Forecasting with Input Variables

To forecast a response series by using an ARIMA model with inputs, you need values of the input series for the forecast periods. You can supply values for the input variables for the forecast periods in the DATA= data set, or you can have PROC ARIMA forecast the input variables.

If you do not have future values of the input variables in the input data set used by the FORECAST statement, the input series must be forecast before the ARIMA procedure can forecast the response series. If you fit an ARIMA model to each of the input series for which you need forecasts before fitting the model for the response series, the FORECAST statement automatically uses the ARIMA models for the input series to generate the needed forecasts of the inputs.

For example, suppose you want to forecast SALES for the next 12 months. In this example, the change in SALES is predicted as a function of the change in PRICE, plus an ARMA(1,1) noise process. To forecast SALES by using PRICE as an input, you also need to fit an ARIMA model for PRICE.

The following statements fit an AR(2) model to the change in PRICE before fitting and forecasting the model for SALES. The FORECAST statement automatically forecasts PRICE using this AR(2) model to get the future inputs needed to produce the forecast of SALES.

   proc arima data=a;
      identify var=price(1);
      estimate p=2;
      identify var=sales(1) crosscorr=price(1);
      estimate p=1 q=1 input=price;
      forecast lead=12 interval=month id=date out=results;
   run;

Fitting a model to the input series is also important for identifying transfer functions. (See the section Prewhitening for more information.)

Input values from the DATA= data set and input values forecast by PROC ARIMA can be combined. For example, a model for SALES might have three input series: PRICE, INCOME, and TAXRATE. For the forecast, you assume that the tax rate will be unchanged. You have a forecast for INCOME from another source but only for the first few periods of the SALES forecast you want to make. You have no future values for PRICE, which needs to be forecast as in the preceding example.

In this situation, you include observations in the input data set for all forecast periods, with SALES and PRICE set to a missing value, with TAXRATE set to its last actual value, and with INCOME set to forecast values for the periods you have forecasts for and set to missing values for later periods.

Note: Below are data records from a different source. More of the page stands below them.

PR #352, opened 2021-09-29
RPC fixes

### LINKED ISSUE #229: RPC - Bugs, missing methods, inconsistencies
This is a collection issue for bugs, missing methods and inconsistencies I found when testing the RPC server:

- [x] Method `blockByNumber` does not accept a `number` as the first argument, only stringified numbers
- [x] Methods `blockByNumber` and `blockByHash` require a second argument (`include transactions: bool`) - I think this should be optional and default to `false`
- [x] Naming inconsistency: `blockByNumber/Hash` vs `getTransactionByHash` - make `get` prefix consistent (either with or without)
- [x] Panic when requesting `getAccount` with the staking contract address: `thread 'tokio-runtime-worker' panicked at 'Failed to serialize return value: Error("the enum variant Account::Staking cannot be serialized", line: 0, column: 0)': /usr/local/cargo/git/checkouts/jsonrpc-9fb05bf7e43ac4a6/1d17aa2/nimiq-jsonrpc-server/src/lib.rs:513`
- [x] Missing method to request current `consensus` state
- [x] Missing method to request current `peerCount`, `peerList`, `peerState <peerId>`
- [x] Missing method to set `log` level
- [x] Missing method to set `constant`s
- [x] Missing method to retrieve `validatorKey`, `validatorId`
- [x] Missing method to retrieve `minFeePerByte`
- [x] Missing method to `unsubscribe`from subscriptions
- [x] `mempool` methods throw "not implemented" error
- [x] Properties of returned objects mix `camelCase` and `snake_case` within the same object (example: `Block { blockNumber, extra_data, parentHash, parent_election_hash }`
- [x] Accounts from `getAccount` are returned with the account type as a property instead of a value: `{"Basic":{"balance":168157712802}}` - the type should rather be the value of a `type` property
- [x] Interacting with a locked wallet panics instead of returning the error correctly: `thread 'tokio-runtime-worker' panicked at 'called `Result::unwrap()` on an `Err` value: UnlockedWalletNotFound(Address("8314ae0f9e42e6d872c0bc07b09e2a278b1dfbae"))': rpc-server/src/dispatchers/consensus.rs:124`
- [x] `getTransactionByHash`, `getTransactionReceipt` not implemented
- [x] All transaction-creation/sending methods require a last `validityStartHeight` argument. I think this should be optional and default to the current head height
- [x] `validityStartHeight` argument for transaction creation/sending methods does not accept numbers, only stringified numbers
- [x] Closing the websocket after subscribing to headers does not close the stream on the server and leads to continuous errors: `ERROR nimiq_jsonrpc_server | Queue error: channel closed`
- [x] Creating a validator reactivation transactions fails (on `soeren/rpc` branch)

brunoffranca:
## Pull request checklist

Cleans up, refactors, adds some methods and documents the RPC crates.


rpc-interface/src/validator.rs
```diff
@@ -1,10 +1,18 @@
...
 )]
 #[async_trait]
 pub trait ValidatorInterface {
     type Error;
+
+    async fn get_address(&mut self) -> Result<Address, Self::Error>;
+
+    async fn get_warm_key(&mut self) -> Result<String, Self::Error>;
+
+    async fn get_hot_key(&mut self) -> Result<String, Self::Error>;
```
sisou, line 17: To properly namespace these methods (which are global), they should include the word `validator`. Eg. `get_validator_address`, `get_validator_warm_key`, `get_validator_hot_key`.

rpc-server/src/dispatchers/network.rs
```diff
@@ -23,22 +23,23 @@ impl NetworkDispatcher {
...
-        // TODO: Wait for connection pool implementation
-        todo!()
+        Ok(self.network.get_peers().len())
     }
 
-    async fn get_peer_state(&mut self, _peer_id: String) -> Result<Peer, Self::Error> {
-        // TODO: Wait for connection pool implementation
-        todo!()
+    /// Returns a list with the IDs of all our peers.
+    async fn get_peer_list(&mut self) -> Result<Vec<String>, Self::Error> {
```
sisou, line 37: Can there also be a method like `get_peer_by_id` where I can query the peer struct, to e.g. get its IP, type, etc.?

rpc-server/src/dispatchers/consensus.rs
```diff
@@ -36,6 +37,7 @@ impl ConsensusDispatcher {
         }
     }
 
+    /// Pushes the given transaction to the network.
     async fn push_transaction(&self, tx: Transaction) -> Result<Blake2bHash, Error> {
```
sisou: How is the transaction send as JSON? How does the object have to be structured to be unserializable?
For HEX transactions we have the method `send_raw_transaction`.

rpc-server/src/dispatchers/consensus.rs
```diff
@@ -54,13 +57,16 @@ impl ConsensusDispatcher {
             .get(address)
             .ok_or_else(|| Error::UnlockedWalletNotFound(address.clone()))?
             .key_pair
-            .clone()) // TODO: Avoid cloning
+            .clone())
     }
 
+    /// Returns the network ID for our current blockchain.
     fn network_id(&self) -> NetworkId {
```
sisou: All other methods to get data are prefixed with `get_`. Is there a reason this one isn't?

rpc-server/src/dispatchers/consensus.rs
```diff
@@ -93,7 +122,7 @@ impl ConsensusInterface for ConsensusDispatcher {
         validity_start_height: ValidityStartHeight,
     ) -> Result<String, Error> {
         let transaction = TransactionBuilder::new_simple(
-            &self.get_wallet_keypair(&wallet)?,
+            &&self.get_wallet_keypair(&wallet)?,
```
sisou: Double `&&` by accident? Clippy also complains about this.

rpc-server/src/dispatchers/consensus.rs
```diff
@@ -173,31 +218,50 @@ impl ConsensusInterface for ConsensusDispatcher {
...
+                staker_address,
+                value,
+                fee,
+                validity_start_height,
+            )
             .await?;
         self.send_raw_transaction(raw_tx).await
     }
 
+    /// Returns a serialized `update_staker` transaction. You can the transaction fee from a basic
```
sisou:
```suggestion
    /// Returns a serialized `update_staker` transaction. You can pay the transaction fee from a basic
```

sisou: This same word is missing on multiple comments.

rpc-server/src/dispatchers/consensus.rs
```diff
@@ -303,34 +427,38 @@ impl ConsensusInterface for ConsensusDispatcher {
...
         let raw_tx = self
-            .create_unstake_transaction(wallet, recipient, value, fee, validity_start_height)
+            .create_unstake_transaction(staker_wallet, recipient, value, fee, validity_start_height)
             .await?;
         self.send_raw_transaction(raw_tx).await
     }
 
+    /// Returns a serialized `new_validator` transaction. You need to provide the address of a basic
+    /// account (the sender wallet) to pay the transaction fee.
     async fn create_new_validator_transaction(
```
sisou: From which address is the 10k NIM deposit paid? Also from the sender, or from the `validator_wallet`? Can that be included in the comment?

rpc-server/src/dispatchers/consensus.rs
```diff
@@ -383,17 +515,20 @@ impl ConsensusInterface for ConsensusDispatcher {
         self.send_raw_transaction(raw_tx).await
     }
 
+    /// Returns a serialized `update_validator` transaction. You need to provide the address of a basic
+    /// account (the sender wallet) to pay the transaction fee.
     async fn create_update_validator_transaction(
```
sisou: This comment should also explain what JSON value to send for the `signal_data` to have the desired of the three effects.
I believe sending `null` means `None`, so no change. An empty string means "change the data to `None`". And a string obviously means "set the data to this".

rpc-server/src/dispatchers/consensus.rs
```diff
@@ -303,34 +427,38 @@ impl ConsensusInterface for ConsensusDispatcher {
...
     }
 
+    /// Returns a serialized `new_validator` transaction. You need to provide the address of a basic
+    /// account (the sender wallet) to pay the transaction fee.
     async fn create_new_validator_transaction(
         &mut self,
-        wallet: Address,
+        sender_wallet: Address,
+        validator_wallet: Address,
         warm_key: Address,
```
sisou: In the `update_validator` method, `warm_key` is named `new_warm_address`. I think `warm_address` fits better here, as we only need the address, not the private key.

rpc-server/src/dispatchers/blockchain.rs
```diff
@@ -291,12 +432,61 @@ impl BlockchainInterface for BlockchainDispatcher {
         Ok(active_validators)
     }
 
-    async fn get_validator(
+    /// Returns information about the currently slashed slots. This includes slots that lost rewards
+    /// and that were disabled.
+    async fn get_current_slashed_sets(&mut self) -> Result<SlashedSlots, Self::Error> {
```
sisou: Function name suggestion: `get_current_slashed_slots` or `get_current_slashed_set`, not `sets`.

Seeing that it returns `SlashedSlots`, that would speak for the first suggestion. But the next method is called `get_parked_set`, which speaks for the second suggestion. Your call :smile:

rpc-interface/src/validator.rs
sisou: Regarding the warm key: Is this method returning the warm _address_, or is the warm private key actually accessible in the node? If the latter, why do I need to pass the `warm_secret_key` into the validator transaction creation methods then?

brunoffranca: The method is actually returning the warm private key. Well, you can create validator transactions for any validator for which you have the warm private key. You may want to have the validator running on one computer and use another computer to manage the validator and send these transactions.

rpc-server/src/dispatchers/network.rs
brunoffranca: Nope, the network doesn't provide that information. I can only fetch the PeerId. https://github.com/nimiq/core-rs-albatross/blob/albatross/network-libp2p/src/message/peer.rs#L24-L31

rpc-server/src/dispatchers/consensus.rs
brunoffranca: That is just an internal method, you're not supposed to use it directly.

rpc-server/src/dispatchers/consensus.rs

In the PROC ARIMA step, you estimate ARIMA models for PRICE and INCOME before you estimate the model for SALES, as shown in the following statements:

   proc arima data=a;
      identify var=price(1);
      estimate p=2;
      identify var=income(1);
      estimate p=2;
      identify var=sales(1) crosscorr=( price(1) income(1) taxrate );
      estimate p=1 q=1 input=( price income taxrate );
      forecast lead=12 interval=month id=date out=results;
   run;

In forecasting SALES, the ARIMA procedure uses as inputs the value of PRICE forecast by its ARIMA model, the value of TAXRATE found in the DATA= data set, and the value of INCOME found in the DATA= data set, or, when the INCOME variable is missing, the value of INCOME forecast by its ARIMA model. (Because SALES is missing for future time periods, the estimation of model parameters is not affected by the forecast values for PRICE, INCOME, or TAXRATE.)